### TASK TO COMPLETE
Out of the listing below, copy every line that carries the string "should".

### EXERCISE MATERIALS

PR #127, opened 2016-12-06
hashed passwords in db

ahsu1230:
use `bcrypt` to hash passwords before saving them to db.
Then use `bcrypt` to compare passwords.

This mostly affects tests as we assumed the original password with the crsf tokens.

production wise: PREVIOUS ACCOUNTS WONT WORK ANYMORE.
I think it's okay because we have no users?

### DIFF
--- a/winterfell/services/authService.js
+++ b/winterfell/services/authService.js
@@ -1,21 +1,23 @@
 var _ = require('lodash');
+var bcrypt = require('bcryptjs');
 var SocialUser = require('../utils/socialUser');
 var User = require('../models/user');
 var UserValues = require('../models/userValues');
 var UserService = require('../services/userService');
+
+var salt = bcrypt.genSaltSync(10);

---

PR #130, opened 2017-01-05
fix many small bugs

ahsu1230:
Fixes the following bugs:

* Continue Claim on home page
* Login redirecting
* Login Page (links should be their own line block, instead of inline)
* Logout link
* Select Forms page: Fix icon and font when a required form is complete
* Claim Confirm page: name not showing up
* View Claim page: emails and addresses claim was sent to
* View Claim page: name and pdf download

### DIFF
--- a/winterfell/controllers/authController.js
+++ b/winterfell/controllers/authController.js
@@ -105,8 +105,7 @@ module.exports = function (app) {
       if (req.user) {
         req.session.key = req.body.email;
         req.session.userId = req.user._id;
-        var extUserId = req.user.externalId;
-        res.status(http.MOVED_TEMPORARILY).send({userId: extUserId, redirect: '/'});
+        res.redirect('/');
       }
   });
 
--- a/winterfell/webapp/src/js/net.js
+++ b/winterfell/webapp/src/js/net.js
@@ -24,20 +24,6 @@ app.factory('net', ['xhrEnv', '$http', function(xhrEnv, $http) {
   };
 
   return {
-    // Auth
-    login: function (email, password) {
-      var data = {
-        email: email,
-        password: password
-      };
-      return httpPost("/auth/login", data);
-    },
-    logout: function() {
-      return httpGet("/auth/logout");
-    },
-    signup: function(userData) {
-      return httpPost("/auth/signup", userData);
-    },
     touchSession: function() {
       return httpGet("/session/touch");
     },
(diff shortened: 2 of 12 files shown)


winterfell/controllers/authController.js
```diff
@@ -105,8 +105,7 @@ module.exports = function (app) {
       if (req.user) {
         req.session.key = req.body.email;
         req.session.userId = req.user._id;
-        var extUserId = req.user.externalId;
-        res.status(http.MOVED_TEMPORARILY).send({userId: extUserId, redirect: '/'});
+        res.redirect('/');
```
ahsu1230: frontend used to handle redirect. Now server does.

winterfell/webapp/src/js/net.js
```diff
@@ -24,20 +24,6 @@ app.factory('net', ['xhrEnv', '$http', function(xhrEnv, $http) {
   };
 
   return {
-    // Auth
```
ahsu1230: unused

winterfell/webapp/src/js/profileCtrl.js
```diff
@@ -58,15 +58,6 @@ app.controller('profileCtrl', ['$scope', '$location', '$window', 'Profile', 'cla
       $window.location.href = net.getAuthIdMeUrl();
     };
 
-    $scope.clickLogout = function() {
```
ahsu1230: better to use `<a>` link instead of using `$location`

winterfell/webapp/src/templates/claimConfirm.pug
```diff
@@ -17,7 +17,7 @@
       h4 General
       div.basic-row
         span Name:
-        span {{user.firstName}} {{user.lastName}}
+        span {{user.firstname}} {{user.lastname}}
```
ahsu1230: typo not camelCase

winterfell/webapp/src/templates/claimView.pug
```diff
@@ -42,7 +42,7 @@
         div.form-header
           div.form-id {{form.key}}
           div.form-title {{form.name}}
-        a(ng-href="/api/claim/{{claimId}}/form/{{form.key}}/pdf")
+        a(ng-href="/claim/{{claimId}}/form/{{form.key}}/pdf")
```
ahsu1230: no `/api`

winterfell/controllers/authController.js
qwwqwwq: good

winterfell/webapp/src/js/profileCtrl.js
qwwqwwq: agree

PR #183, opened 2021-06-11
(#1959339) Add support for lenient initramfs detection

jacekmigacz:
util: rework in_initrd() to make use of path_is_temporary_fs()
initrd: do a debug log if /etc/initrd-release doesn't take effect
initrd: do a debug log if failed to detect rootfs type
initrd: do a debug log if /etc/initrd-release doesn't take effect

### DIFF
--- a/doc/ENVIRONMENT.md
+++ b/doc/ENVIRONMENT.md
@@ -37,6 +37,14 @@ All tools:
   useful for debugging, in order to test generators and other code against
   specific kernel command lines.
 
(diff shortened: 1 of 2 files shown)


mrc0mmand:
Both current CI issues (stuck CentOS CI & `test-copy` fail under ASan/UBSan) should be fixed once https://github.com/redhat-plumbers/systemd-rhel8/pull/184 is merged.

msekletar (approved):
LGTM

### RESPONSE TO THE TASK
* Login Page (links should be their own line block, instead of inline)
Both current CI issues (stuck CentOS CI & `test-copy` fail under ASan/UBSan) should be fixed once https://github.com/redhat-plumbers/systemd-rhel8/pull/184 is merged.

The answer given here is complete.